Educação
USP diplomará estudante perseguida e assassinada na ditadura militar
A homenagem a Ligia Maria Salgado Nóbrega ocorrerá na próxima quinta-feira 3
A Universidade de São Paulo diplomará uma estudante de Pedagogia assassinada durante a ditadura militar. Ligia Maria Salgado Nóbrega será homenageada na Faculdade de Educação na próxima quinta-feira 3.
Aos 24 anos, Ligia foi uma das vítimas de um episódio conhecido como Chacina do Quintino, no Rio de Janeiro, em março de 1972. Ela era militante da Vanguarda Armada Revolucionária Palmares, um grupo de resistência contra a repressão do regime militar.
Ligia — grávida, à época — e outros dois estudantes, Antônio Marcos Pinto de Oliveira e Maria Regina Lobo Leite de Figueiredo, morreram depois de policiais cercarem uma casa no bairro do Quintino.
Os militares alegaram que os estudantes resistiram à abordagem e teriam atirado. Laudos cadavéricos, no entanto, não identificaram pólvora nas mãos das vítimas, e testemunhas afirmaram não ter havido resistência.
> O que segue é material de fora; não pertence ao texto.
PR #1567, opened 2023-06-14
[ARCTIC-1522][AMS][Bug]: The error log for starting the local optimizer process was not…

xujiangfeng001:
fix https://github.com/NetEase/arctic/issues/1522

## Brief change log

Adding failed log for start `localOptimize`.

## How was this patch tested?

## Documentation


ams/optimizer/src/main/java/com/netease/arctic/optimizer/LocalOptimizerContainer.java
```diff
@@ -40,7 +44,8 @@ protected Map<String, String> doScaleOut(String startUpArgs) {
     try {
       String[] cmd = {"/bin/sh", "-c", startUpArgs};
       LOG.info("Starting local optimizer using command:" + startUpArgs);
-      runtime.exec(cmd);
+      Process process = runtime.exec(cmd);
```
shidayang, line 47: The process status should be checked first. You can use process.waitFor() to wait for the program to complete execution and obtain the exit status code.

ams/optimizer/src/main/java/com/netease/arctic/optimizer/LocalOptimizerContainer.java
```diff
@@ -40,7 +44,8 @@ protected Map<String, String> doScaleOut(String startUpArgs) {
...
+      printProcessErrorStream(process.getErrorStream());
```
shidayang, line 48: Tools such as IOUtils.readLines(process.getErrorStream()).stream().collect(Collectors.joining("\n")) can be used to obtain information about the exceptions.

shidayang (changes requested):

shidayang:
The Flink optimizer also has a similar issue, you should fix it also

ams/optimizer/src/main/java/com/netease/arctic/optimizer/LocalOptimizerContainer.java
xujiangfeng001: I have tried using `process.waitFor()` to retrieve the exit status code and check the process status, but I encountered the following two issues:

1. When `process.waitFor()` returns, I am unable to retrieve the information from the input stream in `process.getErrorStream()` because the input stream is destroyed by the time `process.waitFor()` returns.

2. The `process.waitFor()` method returns the operating system error code. For example, a status code of 127 indicates insufficient permissions to execute the file. However, if there is an internal error within the executed file, such as the inability to find the main class due to a missing lib, `process.waitFor()` will still return 0. This means that I cannot directly determine whether the process was successfully created based solely on the exit status code.

Considering these two issues, I believe that `process.waitFor()` is not suitable for the current scenario.

ams/optimizer/src/main/java/com/netease/arctic/optimizer/LocalOptimizerContainer.java
xujiangfeng001: I feel that your suggestion looks very good.

xujiangfeng001:
Based on this issue, I have identified another issue:

When inserting resource into the database, it will not determine whether optimize is started. Here, I will consider how to modify it together.

https://github.com/NetEase/arctic/blame/a7ad48a758745dcc25ce75c1f41ec3f904af3e45/ams/server/src/main/java/com/netease/arctic/server/dashboard/controller/OptimizerController.java#L207

xujiangfeng001:
> The Flink optimizer also has a similar issue, you should fix it also

Okay, I will solve this problem together.

ams/optimizer/src/main/java/com/netease/arctic/optimizer/LocalOptimizerContainer.java
shidayang: You need read input in anther thread，The following code is from Hadoop, you can refer to it.
```
  public int run(List<String> command, List<String> output) {
    int retCode = 1;
    ProcessBuilder pb = new ProcessBuilder(command);
    try {
      Process p = pb.start();
      OutputBufferThread stdOut = new OutputBufferThread(p.getInputStream());
      OutputBufferThread stdErr = new OutputBufferThread(p.getErrorStream());
      stdOut.start();
      stdErr.start();
      retCode = p.waitFor();
      if (retCode != 0) {
        mojo.getLog().warn(command + " failed with error code " + retCode);
        for (String s : stdErr.getOutput()) {
          mojo.getLog().debug(s);
        }
      }
      stdOut.join();
      stdErr.join();
      output.addAll(stdOut.getOutput());
    } catch (Exception ex) {
      mojo.getLog().warn(command + " failed: " + ex.toString());
    }
    return retCode;
  }
```

xujiangfeng001: Thank you for your suggestion. I will refer to the Hadoop code.

xujiangfeng001:
CC @shidayang ,PTAL thx

dist/src/main/arctic-bin/bin/localOptimize.sh
```diff
@@ -18,16 +18,27 @@
...
 
-$JAVA_RUN -Dlog.home=${LOG_DIR} -Dlog.subdir=localOptimizer-$(date +%s) -Xmx$2m com.netease.arctic.optimizer.local.LocalOptimizer "$@" &
\ No newline at end of file
+if [ ! -f $STDERR_LOG ];then
+    touch $STDERR_LOG
+fi
+JAVA_OPTS="-Xmx$2m -Dlog.home=${LOG_DIR} -Dlog.subdir=localOptimizer-$(date +%s)"
+RUN_SERVER="com.netease.arctic.optimizer.local.LocalOptimizer"
+CMDS="$JAVA_RUN $JAVA_OPTS $RUN_SERVER $@"
+nohup ${CMDS} >/dev/null 2>${STDERR_LOG} &
```
shidayang, line 44: Maybe don't need this STDERR_LOG，AMS will print log

ams/optimizer/src/main/java/com/netease/arctic/optimizer/util/ExecUtil.java
```diff
@@ -0,0 +1,82 @@
...
+import java.io.InputStream;
+import java.util.ArrayList;
+import java.util.List;
+import java.util.stream.Collectors;
+
+public class ExecUtil {
+  private static final Logger LOG = LoggerFactory.getLogger(ExecUtil.class);
+
+  public static int exec(String[] command, List<String> output) {
+    int retCode = 1;
```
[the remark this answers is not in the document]
xujiangfeng001: Thank you for your suggestion. This looks great.

dist/src/main/arctic-bin/bin/localOptimize.sh
```diff
@@ -18,16 +18,27 @@
...
 export ARCTIC_HOME
 
 LIB_PATH=$ARCTIC_HOME/lib
 LOG_DIR=$ARCTIC_HOME/logs
-export CLASSPATH=$CLASSPATH:$ARCTIC_HOME/conf/optimize
-
+STDERR_LOG=${LOG_DIR}/localOptimize.log.err
+export CLASSPATH=$CLASSPATH:$(find $LIB_PATH/ -type f -name "*.jar" | paste -sd':' -):$ARCTIC_HOME/conf/optimize
+if [ -z $(find $LIB_PATH/ -type f -name "*.jar" | paste -sd':' -) ]; then
+  echo "启动 localOptimize 任务缺少相关 jar,请检查" >&2
```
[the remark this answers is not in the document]
xujiangfeng001: Thank you for your suggestion. This looks great.

dist/src/main/arctic-bin/bin/localOptimize.sh
xujiangfeng001: My understanding is that the logs printed by `STDERR_LOG` are standard error logs at startup, not logs in `AMS`. So, I think this is necessary.

shidayang (approved):

shidayang:
LGTM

Em 2013, a Comissão da Verdade do Rio de Janeiro apontou que os estudantes foram torturados.
A homenagem a Ligia faz parte do projeto Diplomação da Resistência da USP, que concede diplomas honoríficos aos seus 31 estudantes mortos sob a ditadura militar.
2026 já começou
Às vésperas das eleições de 2026, o País volta a encarar um ponto de inflexão: o futuro democrático está novamente em jogo.
A ameaça bolsonarista não foi derrotada, apenas recuou. No Congresso, forças conservadoras seguem ditando o ritmo. Lá fora, o avanço da extrema-direita e os conflitos em Gaza, no Irã e na Ucrânia agravam a instabilidade global.
Se você valoriza o jornalismo crítico, independente e comprometido com a democracia, este é o momento de agir.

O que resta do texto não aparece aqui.